Этим своим поведением Дэвид становился похож на вечно недовольного старика, который сетует на плохой французский, на вседозволенность, небрежность, лень, которая толкает наших сограждан к тому, чтобы попытать счастья за границей. Я положила полотенце на стол, чтобы ясно дать понять, что с меня хватит как ужина, так и вопросов.
Будто предвидев это, Дэвид уже встал, чтобы оплатить счет.
Весенний вечер медленно опускался на улицу со снующими велосипедами и парами, которые беззаботно прогуливались под ручку. Ночь обещала быть приятной. Парень и девушка, проходившие мимо, взявшись за руки, бросили на меня сочувствующий взгляд.

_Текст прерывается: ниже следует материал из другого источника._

PR #3906, opened 2023-05-03
Add --sync=true flag to cli

luluz66:
When --sync=true, we will
1) pass --bes_upload_mode=wait_for_upload_complete
2) pass --synchronous_write to cache_proxy in the sidecar. When
   synchronous_write flag is set, cache_proxy will not use the worker
   queue to process the write requests async.

**Related issues**: 
https://github.com/buildbuddy-io/buildbuddy-internal/issues/2108

### DIFF
--- a/cli/sidecar/sidecar.go
+++ b/cli/sidecar/sidecar.go
@@ -117,9 +117,6 @@ func isCI(args []string) bool {
 func ConfigureSidecar(args []string) []string {
 	// Disable sidecar on CI for now since the async upload behavior can cause
 	// problems if the CI runner terminates before the uploads have completed.
-	// TODO: The sidecar is just an async BES/cache proxy at the moment, but if
-	// we add more sidecar features then we should find a way to re-enable it in
-	// "synchronous" mode on CI.
 	if isCI(args) {
 		log.Debugf("CI build detected.")
 		syncFlag := arg.Get(args, "sync")
@@ -160,6 +157,7 @@ func ConfigureSidecar(args []string) []string {
 
 	if synchronousWriteFlag == "1" || synchronousWriteFlag == "true" {
 		sidecarArgs = append(sidecarArgs, "--synchronous_write")
+		sidecarArgs = append(sidecarArgs, "--build_event_server.synchronous")
 		args = append(args, "--bes_upload_mode=wait_for_upload_complete")
 	}
 
--- a/cli/sidecar/sidecar.go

Надо полагать, я внушала жалость: я сидела, обхватив голову руками, с глазами, полными слез. Молодые люди попытались подбодрить меня жестами и удалились, одевшись в поздний солнечный луч, прежде чем исчезнуть в полутени.
Это был бы замечательный вечер для ужина влюбленных, подумала я. Очень красивый вечер, созданный для прогулки вдвоем. А я провела его в компании своего бывшего, слушая, как он втаптывает в грязь человека, которого я люблю. Дэвид хотел помочь мне, но только и делал, что все усложнял.
Мы расстались без единого слова. Войдя в холл, я с трудом подавила желание спуститься в подвал, ощутив жгучую потребность найти там запись из отеля Дюшенуа. Зачем? Мне известна натянутость отношений Дэвида и Алисы. Я смотрю на них с почти таким же состраданием, как та парочка, которая глазела сегодня на меня.